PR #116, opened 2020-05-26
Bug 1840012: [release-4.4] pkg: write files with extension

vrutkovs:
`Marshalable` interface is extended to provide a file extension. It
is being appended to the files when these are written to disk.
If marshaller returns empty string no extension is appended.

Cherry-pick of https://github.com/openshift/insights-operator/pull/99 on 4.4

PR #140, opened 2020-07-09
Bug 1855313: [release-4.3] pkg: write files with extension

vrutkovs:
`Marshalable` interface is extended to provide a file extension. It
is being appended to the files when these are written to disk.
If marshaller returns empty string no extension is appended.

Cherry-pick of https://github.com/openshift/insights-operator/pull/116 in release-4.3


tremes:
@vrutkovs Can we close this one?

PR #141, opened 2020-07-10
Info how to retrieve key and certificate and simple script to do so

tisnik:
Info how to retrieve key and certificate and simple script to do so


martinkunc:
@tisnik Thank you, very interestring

...

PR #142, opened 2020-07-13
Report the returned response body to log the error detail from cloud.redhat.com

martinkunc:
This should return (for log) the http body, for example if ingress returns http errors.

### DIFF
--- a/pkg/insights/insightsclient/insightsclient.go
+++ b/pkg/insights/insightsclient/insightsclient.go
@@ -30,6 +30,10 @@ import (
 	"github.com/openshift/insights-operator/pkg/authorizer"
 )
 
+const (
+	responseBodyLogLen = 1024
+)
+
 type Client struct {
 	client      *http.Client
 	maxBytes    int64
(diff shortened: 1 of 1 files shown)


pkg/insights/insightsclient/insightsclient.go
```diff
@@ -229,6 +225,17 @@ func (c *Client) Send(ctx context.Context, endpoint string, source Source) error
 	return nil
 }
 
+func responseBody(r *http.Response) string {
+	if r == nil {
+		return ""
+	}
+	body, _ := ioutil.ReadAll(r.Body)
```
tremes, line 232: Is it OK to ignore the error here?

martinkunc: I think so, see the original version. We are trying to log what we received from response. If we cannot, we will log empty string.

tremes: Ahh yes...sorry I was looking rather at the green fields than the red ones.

==

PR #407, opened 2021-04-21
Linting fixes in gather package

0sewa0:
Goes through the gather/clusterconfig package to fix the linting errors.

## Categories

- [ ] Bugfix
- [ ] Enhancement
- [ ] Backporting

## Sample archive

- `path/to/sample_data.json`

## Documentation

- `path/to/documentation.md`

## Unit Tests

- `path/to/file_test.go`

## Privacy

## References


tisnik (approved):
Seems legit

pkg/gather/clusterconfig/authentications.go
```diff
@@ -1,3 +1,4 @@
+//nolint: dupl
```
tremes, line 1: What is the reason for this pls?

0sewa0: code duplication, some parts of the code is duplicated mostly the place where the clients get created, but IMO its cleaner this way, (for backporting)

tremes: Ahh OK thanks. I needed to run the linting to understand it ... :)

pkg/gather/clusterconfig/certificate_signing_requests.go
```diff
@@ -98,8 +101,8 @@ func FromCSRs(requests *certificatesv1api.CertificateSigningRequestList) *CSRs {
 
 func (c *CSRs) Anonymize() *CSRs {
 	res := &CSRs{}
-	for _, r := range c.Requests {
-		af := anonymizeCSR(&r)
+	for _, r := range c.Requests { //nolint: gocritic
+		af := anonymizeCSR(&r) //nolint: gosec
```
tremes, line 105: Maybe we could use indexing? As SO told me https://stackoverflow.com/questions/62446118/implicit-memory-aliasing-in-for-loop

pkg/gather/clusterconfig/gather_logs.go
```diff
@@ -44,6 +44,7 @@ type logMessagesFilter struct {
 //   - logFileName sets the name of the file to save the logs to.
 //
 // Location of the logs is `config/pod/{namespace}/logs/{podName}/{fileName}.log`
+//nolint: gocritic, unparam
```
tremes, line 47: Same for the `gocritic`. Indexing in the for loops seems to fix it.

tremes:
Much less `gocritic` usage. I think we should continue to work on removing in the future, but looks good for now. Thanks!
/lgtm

• Work to complete
What is needed is the number of lines in the entries that contain the word "clusterconfig", written alone.

• Problem solution
4